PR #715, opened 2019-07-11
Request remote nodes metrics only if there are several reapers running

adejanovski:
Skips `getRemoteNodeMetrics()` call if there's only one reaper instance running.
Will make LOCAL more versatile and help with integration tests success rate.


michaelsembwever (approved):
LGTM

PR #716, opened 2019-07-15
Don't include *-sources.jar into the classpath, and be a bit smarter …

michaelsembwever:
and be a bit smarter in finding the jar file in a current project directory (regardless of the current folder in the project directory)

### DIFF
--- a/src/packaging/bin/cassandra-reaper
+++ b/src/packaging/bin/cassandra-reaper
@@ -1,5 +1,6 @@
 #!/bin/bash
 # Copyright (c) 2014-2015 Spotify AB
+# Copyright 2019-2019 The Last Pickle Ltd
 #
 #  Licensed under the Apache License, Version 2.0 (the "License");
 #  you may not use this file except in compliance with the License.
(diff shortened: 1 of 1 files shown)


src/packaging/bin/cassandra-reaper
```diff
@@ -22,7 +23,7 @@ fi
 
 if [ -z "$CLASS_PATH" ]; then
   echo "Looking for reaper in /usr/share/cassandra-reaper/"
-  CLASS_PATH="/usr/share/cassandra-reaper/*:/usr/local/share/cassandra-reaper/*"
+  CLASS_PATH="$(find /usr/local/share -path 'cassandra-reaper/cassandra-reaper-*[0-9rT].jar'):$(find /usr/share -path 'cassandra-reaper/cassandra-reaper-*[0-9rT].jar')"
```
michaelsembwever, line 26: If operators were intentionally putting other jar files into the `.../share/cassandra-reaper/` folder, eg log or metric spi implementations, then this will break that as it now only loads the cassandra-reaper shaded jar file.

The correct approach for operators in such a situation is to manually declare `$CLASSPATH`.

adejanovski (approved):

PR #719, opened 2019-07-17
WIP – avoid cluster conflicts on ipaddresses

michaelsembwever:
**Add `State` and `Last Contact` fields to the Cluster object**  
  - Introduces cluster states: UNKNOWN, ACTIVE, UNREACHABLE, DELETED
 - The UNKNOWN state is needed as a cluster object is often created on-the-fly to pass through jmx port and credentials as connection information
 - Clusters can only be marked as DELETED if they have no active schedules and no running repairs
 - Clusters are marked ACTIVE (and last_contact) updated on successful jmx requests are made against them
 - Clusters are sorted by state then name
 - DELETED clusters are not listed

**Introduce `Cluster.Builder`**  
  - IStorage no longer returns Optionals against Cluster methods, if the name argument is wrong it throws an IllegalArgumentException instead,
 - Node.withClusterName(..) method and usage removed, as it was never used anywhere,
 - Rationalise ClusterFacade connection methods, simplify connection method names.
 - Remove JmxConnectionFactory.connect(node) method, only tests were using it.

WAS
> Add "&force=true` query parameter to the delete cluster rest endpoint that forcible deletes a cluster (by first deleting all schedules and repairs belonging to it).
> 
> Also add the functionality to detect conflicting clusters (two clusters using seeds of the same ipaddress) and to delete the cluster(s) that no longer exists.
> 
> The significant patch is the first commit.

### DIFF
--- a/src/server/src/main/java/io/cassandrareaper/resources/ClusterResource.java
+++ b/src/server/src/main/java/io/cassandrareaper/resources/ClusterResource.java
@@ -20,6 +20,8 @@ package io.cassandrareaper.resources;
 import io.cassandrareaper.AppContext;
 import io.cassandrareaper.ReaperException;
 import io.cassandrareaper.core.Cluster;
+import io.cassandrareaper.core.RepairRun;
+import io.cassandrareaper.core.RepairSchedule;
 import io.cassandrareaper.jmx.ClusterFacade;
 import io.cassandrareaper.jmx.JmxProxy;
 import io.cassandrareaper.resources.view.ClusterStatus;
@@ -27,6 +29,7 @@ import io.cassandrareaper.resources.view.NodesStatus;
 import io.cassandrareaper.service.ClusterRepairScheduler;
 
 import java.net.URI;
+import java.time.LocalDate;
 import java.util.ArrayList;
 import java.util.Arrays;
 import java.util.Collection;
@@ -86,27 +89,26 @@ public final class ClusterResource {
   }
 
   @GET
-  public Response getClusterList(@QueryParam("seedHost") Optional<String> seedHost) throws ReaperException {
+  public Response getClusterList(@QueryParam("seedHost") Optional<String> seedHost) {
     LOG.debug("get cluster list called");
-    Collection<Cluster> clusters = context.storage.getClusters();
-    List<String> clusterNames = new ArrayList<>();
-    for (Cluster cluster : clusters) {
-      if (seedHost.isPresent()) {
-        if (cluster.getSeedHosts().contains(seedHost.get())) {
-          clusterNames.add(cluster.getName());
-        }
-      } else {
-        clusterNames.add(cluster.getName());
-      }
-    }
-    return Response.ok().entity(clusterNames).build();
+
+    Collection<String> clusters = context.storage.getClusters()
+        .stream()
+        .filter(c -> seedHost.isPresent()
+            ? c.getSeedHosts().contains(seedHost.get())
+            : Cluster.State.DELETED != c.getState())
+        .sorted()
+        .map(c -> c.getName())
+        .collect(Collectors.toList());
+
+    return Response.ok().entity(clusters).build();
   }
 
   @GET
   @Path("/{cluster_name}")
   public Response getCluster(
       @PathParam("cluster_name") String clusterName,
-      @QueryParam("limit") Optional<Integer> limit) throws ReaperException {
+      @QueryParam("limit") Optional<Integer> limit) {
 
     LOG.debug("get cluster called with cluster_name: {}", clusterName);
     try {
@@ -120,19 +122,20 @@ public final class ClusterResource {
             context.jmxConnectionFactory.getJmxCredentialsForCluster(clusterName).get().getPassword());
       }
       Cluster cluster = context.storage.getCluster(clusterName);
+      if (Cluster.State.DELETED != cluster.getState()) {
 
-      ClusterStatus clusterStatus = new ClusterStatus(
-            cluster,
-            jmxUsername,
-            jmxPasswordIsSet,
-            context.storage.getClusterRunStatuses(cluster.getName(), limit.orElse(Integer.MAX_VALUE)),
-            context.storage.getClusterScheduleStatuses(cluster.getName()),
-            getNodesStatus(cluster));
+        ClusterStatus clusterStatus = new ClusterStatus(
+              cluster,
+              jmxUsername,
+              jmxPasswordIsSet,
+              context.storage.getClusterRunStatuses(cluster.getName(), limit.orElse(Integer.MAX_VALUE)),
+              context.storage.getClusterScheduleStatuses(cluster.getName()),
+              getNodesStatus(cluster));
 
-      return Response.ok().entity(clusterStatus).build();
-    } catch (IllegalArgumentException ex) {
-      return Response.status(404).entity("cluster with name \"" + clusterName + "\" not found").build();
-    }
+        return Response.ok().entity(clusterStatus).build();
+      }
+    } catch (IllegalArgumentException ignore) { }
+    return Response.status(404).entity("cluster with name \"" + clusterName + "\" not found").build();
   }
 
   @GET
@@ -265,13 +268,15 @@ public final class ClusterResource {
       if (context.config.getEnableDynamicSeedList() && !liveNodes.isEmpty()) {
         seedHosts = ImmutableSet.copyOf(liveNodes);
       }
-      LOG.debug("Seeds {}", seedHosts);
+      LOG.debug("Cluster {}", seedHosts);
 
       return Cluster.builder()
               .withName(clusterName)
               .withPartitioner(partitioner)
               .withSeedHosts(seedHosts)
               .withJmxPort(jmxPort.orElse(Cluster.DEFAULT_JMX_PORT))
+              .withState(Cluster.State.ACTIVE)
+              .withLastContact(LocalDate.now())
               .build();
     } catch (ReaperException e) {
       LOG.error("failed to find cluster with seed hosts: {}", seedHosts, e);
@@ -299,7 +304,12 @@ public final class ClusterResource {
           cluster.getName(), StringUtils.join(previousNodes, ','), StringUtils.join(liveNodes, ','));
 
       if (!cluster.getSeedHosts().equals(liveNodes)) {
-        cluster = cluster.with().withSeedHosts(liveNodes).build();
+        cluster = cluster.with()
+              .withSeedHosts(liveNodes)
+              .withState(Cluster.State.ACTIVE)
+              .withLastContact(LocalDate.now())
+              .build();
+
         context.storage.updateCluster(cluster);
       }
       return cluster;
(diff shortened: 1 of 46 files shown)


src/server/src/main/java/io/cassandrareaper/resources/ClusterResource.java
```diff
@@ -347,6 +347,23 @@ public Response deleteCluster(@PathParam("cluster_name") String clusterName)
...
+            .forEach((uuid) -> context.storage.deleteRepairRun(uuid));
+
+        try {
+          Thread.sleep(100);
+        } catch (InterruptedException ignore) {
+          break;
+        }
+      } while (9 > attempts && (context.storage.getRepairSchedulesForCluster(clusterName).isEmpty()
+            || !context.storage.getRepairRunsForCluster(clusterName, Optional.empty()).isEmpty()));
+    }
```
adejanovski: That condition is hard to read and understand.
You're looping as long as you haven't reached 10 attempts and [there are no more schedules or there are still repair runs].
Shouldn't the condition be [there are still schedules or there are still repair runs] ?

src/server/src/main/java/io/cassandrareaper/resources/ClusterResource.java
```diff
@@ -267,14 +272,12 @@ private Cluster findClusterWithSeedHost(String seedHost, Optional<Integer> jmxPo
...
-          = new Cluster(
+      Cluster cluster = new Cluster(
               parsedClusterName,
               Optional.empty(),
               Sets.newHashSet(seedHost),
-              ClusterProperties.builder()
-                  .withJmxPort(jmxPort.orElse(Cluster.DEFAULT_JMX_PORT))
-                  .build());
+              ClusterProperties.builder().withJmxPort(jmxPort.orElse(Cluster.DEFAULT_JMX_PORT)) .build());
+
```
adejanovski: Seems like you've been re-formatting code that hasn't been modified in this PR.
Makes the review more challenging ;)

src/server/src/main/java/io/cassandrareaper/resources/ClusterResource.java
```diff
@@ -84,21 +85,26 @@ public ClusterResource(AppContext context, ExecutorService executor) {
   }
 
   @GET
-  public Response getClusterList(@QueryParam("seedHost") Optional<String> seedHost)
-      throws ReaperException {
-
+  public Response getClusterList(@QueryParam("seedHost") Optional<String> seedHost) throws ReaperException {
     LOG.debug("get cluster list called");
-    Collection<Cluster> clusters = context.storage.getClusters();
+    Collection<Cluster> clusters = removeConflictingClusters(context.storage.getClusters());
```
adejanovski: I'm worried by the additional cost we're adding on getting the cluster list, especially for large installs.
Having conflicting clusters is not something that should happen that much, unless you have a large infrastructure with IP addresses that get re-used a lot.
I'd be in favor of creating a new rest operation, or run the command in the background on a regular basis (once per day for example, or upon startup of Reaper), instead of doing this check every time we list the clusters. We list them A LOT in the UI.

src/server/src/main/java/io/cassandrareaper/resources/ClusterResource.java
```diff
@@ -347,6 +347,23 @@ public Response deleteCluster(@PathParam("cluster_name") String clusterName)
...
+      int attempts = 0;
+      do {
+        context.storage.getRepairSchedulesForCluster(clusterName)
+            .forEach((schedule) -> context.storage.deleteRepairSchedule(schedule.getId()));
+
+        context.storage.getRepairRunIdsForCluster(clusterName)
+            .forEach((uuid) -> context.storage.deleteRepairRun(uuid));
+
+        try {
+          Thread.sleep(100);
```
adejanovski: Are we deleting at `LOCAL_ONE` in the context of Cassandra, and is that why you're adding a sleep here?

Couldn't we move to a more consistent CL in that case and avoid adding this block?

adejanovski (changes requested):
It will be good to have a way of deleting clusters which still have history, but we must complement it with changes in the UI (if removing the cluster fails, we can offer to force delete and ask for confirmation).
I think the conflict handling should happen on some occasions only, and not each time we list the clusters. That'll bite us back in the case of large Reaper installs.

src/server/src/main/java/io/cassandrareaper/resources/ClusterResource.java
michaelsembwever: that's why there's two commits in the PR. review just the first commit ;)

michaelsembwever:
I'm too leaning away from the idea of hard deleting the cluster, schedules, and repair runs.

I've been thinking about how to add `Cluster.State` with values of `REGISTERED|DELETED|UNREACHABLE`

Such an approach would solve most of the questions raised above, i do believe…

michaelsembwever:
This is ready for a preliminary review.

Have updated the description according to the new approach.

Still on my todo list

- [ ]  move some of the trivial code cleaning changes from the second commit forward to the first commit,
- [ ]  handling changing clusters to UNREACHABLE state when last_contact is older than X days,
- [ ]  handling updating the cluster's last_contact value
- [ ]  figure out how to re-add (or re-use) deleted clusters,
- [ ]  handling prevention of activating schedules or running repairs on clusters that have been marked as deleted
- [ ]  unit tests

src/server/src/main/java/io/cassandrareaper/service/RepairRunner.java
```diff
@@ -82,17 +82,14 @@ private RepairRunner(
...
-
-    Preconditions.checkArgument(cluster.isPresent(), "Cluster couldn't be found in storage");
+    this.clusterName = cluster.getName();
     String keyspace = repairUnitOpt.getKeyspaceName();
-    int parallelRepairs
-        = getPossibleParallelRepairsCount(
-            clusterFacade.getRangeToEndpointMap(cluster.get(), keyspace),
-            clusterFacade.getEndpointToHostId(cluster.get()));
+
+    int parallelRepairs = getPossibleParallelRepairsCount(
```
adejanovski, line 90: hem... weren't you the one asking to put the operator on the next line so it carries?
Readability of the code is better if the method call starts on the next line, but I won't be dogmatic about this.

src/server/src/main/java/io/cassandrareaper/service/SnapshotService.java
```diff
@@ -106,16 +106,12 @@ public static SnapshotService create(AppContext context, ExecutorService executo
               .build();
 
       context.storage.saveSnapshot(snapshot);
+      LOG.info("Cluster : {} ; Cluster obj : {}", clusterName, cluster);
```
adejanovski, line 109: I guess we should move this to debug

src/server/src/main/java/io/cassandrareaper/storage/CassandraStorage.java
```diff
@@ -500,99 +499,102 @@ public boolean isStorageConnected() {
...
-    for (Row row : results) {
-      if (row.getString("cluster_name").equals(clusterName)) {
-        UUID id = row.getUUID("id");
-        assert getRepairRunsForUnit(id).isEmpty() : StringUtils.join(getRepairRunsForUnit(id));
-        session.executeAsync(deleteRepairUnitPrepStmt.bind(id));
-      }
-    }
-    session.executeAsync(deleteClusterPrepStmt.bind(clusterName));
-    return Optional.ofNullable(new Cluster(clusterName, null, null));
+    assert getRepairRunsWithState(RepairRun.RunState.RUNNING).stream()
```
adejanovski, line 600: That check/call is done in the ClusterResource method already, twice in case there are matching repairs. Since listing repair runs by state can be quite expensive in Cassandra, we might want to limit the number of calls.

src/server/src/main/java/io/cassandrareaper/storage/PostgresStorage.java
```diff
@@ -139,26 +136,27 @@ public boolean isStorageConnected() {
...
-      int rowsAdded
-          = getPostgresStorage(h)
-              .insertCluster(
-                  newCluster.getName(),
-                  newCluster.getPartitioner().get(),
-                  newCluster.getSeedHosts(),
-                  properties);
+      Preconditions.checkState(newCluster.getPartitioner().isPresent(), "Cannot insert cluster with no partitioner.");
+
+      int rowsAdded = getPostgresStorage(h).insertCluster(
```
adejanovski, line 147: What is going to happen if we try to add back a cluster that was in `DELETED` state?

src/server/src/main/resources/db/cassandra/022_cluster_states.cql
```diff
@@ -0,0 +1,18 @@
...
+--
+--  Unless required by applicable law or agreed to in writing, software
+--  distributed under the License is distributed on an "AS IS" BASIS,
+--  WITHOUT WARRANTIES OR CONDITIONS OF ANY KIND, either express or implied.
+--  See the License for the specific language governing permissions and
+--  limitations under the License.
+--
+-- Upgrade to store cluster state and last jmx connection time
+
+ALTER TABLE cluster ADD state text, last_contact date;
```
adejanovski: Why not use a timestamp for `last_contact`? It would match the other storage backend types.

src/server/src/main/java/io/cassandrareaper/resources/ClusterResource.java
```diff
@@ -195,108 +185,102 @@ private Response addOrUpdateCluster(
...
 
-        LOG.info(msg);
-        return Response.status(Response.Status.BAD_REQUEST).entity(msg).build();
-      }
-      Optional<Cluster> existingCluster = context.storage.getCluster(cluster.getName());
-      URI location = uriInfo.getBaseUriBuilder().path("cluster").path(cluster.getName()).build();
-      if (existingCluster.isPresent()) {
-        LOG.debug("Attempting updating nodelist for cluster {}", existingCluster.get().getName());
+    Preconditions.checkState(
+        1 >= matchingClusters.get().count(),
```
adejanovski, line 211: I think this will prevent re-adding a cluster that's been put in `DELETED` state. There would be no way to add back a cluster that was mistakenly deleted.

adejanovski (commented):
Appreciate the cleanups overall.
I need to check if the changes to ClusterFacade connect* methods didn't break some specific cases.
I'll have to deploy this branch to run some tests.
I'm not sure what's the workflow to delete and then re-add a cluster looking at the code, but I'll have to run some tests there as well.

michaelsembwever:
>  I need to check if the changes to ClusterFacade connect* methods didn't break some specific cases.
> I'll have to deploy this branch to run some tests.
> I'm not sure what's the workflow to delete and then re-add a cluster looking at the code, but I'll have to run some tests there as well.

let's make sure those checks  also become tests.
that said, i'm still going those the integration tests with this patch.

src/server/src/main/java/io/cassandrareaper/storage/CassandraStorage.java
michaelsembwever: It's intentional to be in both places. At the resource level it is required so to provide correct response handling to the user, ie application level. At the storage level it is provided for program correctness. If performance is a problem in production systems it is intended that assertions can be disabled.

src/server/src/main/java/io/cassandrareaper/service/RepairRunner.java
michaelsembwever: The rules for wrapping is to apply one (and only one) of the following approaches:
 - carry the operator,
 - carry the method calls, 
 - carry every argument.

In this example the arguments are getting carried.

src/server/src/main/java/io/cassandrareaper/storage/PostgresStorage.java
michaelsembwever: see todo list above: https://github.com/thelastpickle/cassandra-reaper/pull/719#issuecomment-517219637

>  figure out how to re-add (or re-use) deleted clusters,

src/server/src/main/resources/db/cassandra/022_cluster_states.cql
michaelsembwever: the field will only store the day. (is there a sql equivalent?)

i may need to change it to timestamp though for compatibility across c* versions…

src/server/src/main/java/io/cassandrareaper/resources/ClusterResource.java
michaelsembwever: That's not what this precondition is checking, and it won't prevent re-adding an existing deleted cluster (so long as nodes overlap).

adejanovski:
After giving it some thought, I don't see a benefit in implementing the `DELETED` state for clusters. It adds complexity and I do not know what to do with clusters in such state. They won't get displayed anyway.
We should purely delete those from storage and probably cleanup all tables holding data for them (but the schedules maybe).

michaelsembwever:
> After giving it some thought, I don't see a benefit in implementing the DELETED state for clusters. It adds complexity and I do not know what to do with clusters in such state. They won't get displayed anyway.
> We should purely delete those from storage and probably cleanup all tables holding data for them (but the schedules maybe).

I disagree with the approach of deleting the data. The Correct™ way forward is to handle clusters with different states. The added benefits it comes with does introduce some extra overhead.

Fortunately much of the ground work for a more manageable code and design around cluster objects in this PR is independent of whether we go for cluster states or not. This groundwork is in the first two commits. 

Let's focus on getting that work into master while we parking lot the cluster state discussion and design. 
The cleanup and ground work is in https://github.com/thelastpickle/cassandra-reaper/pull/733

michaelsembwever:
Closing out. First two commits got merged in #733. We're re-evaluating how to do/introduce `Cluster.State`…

..........

WHAT YOU SHOULD DO:
Nothing but the lines from the first line of the listing above through the line holding "PR #716, opened 2019-07-15" should be reproduced, and each must match exactly.

TASK SOLUTION:
PR #715, opened 2019-07-11
Request remote nodes metrics only if there are several reapers running

adejanovski:
Skips `getRemoteNodeMetrics()` call if there's only one reaper instance running.
Will make LOCAL more versatile and help with integration tests success rate.


michaelsembwever (approved):
LGTM

PR #716, opened 2019-07-15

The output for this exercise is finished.